The vLLM integration is registered as a vllm.general_plugins entry point in setup.py, so after pip install -e . the patches are auto-applied in every vLLM process. Just set PIXELPRUNE_ENABLED=true and use vLLM as usual.

import os
os.environ["PIXELPRUNE_ENABLED"] = "true"

from PIL import Image
from transformers import AutoProcessor
from vllm import LLM, SamplingParams

if __name__ == "__main__":
    model_name = "Qwen/Qwen3-VL-2B-Instruct"  # or Qwen3.5 model path
    processor = AutoProcessor.from_pretrained(model_name)
    image = Image.open("assets/doc.jpg").convert("RGB")

    messages = [{"role": "user", "content": [
        {"type": "image"},
        {"type": "text", "text": "Parse this table into Markdown format."},
    ]}]
    prompt = processor.apply_chat_template(messages, tokenize=False, add_generation_prompt=True)

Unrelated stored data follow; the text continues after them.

PR #7567, opened 2021-12-21
docker: add docker images example

Raizo62:
Hi

In pages.fr/common/docker.md,  add how to display the images already downloaded : 
`docker images`

### DIFF
--- a/pages.fr/common/docker.md
+++ b/pages.fr/common/docker.md
@@ -6,7 +6,7 @@
 
 - Liste tous les conteneurs Docker (en cours d'exécution ou arrêtés) :
 
-`docker ps -a`
+`docker ps --all`
 
 - Démarre un conteneur à partir d'une image, avec un nom personnalisé :
 
--- a/pages.fr/common/docker.md
+++ b/pages.fr/common/docker.md
@@ -24,6 +24,10 @@
 
 `docker pull {{image}}`
 
+- Affiche les images déjà téléchargées :
+
+`docker images`
+
 - Ouvre un shell dans un conteneur déjà en cours d'exécution :
 
 `docker exec -it {{nom_conteneur}} {{sh}}`
--- a/pages.fr/common/docker.md
+++ b/pages.fr/common/docker.md
@@ -4,10 +4,6 @@
 > Certaines commandes comme `docker run` ont leur propre documentation.
 > Plus d'informations : <https://docs.docker.com/engine/reference/commandline/cli/>.
 
-- Liste les conteneurs Docker en cours d'exécution :
-
-`docker ps`
-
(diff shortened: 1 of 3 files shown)


Raizo62:
I believe that this command is usefull.
I must remove a other command ? Which ? the first (`docker ps`) because it is include in the second (`docker ps -a`)

navarroaxel (changes requested):
Hi @Raizo62, we have 2 issues here:
1. For us, the translation pages are just translation from the main English pages. Because it's harder to maintain, and keep in sync if every language adds editions. So, you should send your edit in the main page first.
2. We have an strict rule that all pages can have up to 8 examples.

I think `docker images` is a basic command, and for this page we can merge `ps` and `ps -a` examples to add the `images` example.

sbrl:
We already have a more detailed page for `docker images` here: <https://github.com/tldr-pages/tldr/blob/main/pages/common/docker-images.md>

The page for the top-level `docker` commands is one of those pages that has *far* too much functionality to completely represent in a single page (similar to `git` for example), so we have sub-pages for each subcommand thereof.

Raizo62:
> We already have a more detailed page for docker images here: https://github.com/tldr-pages/tldr/blob/main/pages/common/docker-images.md

Yes, but we look the page "docker-images.md" only if we already know that we must use the parameter "images" to display the list of downloaded images. This is not obvious.

blueskyson (approved):
Look good to me.

pages/common/docker.md
```diff
@@ -4,10 +4,6 @@
 > Some subcommands such as `docker run` have their own usage documentation.
 > More information: <https://docs.docker.com/engine/reference/commandline/cli/>.
 
-- List currently running docker containers:
-
-`docker ps`
-
 - List all docker containers (running and stopped):
 
 `docker ps -a`
```
navarroaxel, line 9:
```suggestion
`docker ps --all`
```

pages.fr/common/docker.md
```diff
@@ -4,10 +4,6 @@
 > Certaines commandes comme `docker run` ont leur propre documentation.
 > Plus d'informations : <https://docs.docker.com/engine/reference/commandline/cli/>.
 
-- Liste les conteneurs Docker en cours d'exécution :
-
-`docker ps`
-
 - Liste tous les conteneurs Docker (en cours d'exécution ou arrêtés) :
 
 `docker ps -a`
```
navarroaxel, line 9:
```suggestion
`docker ps --all`
```

navarroaxel (approved):

einverne (approved):
Looks good, thanks.

CleanMachine1 (approved):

    llm = LLM(model=model_name, max_model_len=4096)
    outputs = llm.generate(
        {"prompt": prompt, "multi_modal_data": {"image": image}},
        sampling_params=SamplingParams(max_tokens=1024, temperature=0.0),
    )
    print(outputs[0].outputs[0].text)

Currently supports Qwen3-VL and Qwen3.5 on both HuggingFace and vLLM backends (see examples above). PixelPrune is controlled via environment variables:

VariableDefaultDescription
PIXELPRUNE_ENABLEDfalseEnable/disable PixelPrune
PIXELPRUNE_THRESHOLD0Similarity threshold τ for deduplication with max error
PIXELPRUNE_VERBOSEfalsePrint per-image pruning stats (tokens kept, compression ratio, latency)

Evaluation

We provide evaluation scripts built on a bundled (and modified) copy of VLMEvalKit under eval/.

Setup

# Install VLMEvalKit dependencies
pip install -e eval/

Reproduce Paper Results

Document understanding (Table 1, training-free):

# Qwen3-VL-2B on all 7 document benchmarks
bash scripts/eval_doc.sh Qwen/Qwen3-VL-2B-Instruct

# Qwen3-VL-4B / 8B
bash scripts/eval_doc.sh Qwen/Qwen3-VL-4B-Instruct
bash scripts/eval_doc.sh Qwen/Qwen3-VL-8B-Instruct

# Full baseline (no PixelPrune) for comparison
bash scripts/eval_full_baseline.sh Qwen/Qwen3-VL-2B-Instruct

GUI understanding (Table 2, requires fine-tuned checkpoint):

bash scripts/eval_gui.sh Qwen/Qwen3-VL-2B-Instruct  # or fine-tuned checkpoint path

Custom dataset subset:

bash scripts/eval_doc.sh Qwen/Qwen3-VL-2B-Instruct "DocVQA_VAL OCRBench"

Training

See training/README.md for details. Supports both CE and self-distillation (KD) training for Qwen3-VL and Qwen3.5.

cd training
pip install -r requirements.txt

export PIXELPRUNE_ENABLED=true
export PIXELPRUNE_THRESHOLD=0.0

deepspeed --num_gpus 8 train.py \
    --deepspeed_config_path    configs/deepspeed_config.json \
    --training_config_path     configs/training_config.json \
    --task_info_config_path    configs/task_info.json \
    --task_weight_config_path  configs/task_weight.json

Citation

@misc{wang2026pixelprunepixelleveladaptivevisual,
      title={PixelPrune: Pixel-Level Adaptive Visual Token Reduction via Predictive Coding}, 
      author={Nan Wang and Zhiwei Jin and Chen Chen and Haonan Lu},
      year={2026},
      eprint={2604.00886},
      archivePrefix={arXiv},
      primaryClass={cs.CV},
      url={https://arxiv.org/abs/2604.00886}, 
}

Acknowledgements

This work builds on the Qwen3-VL model family. Evaluation is conducted using VLMEvalKit.

License

This project is licensed under the Apache License 2.0.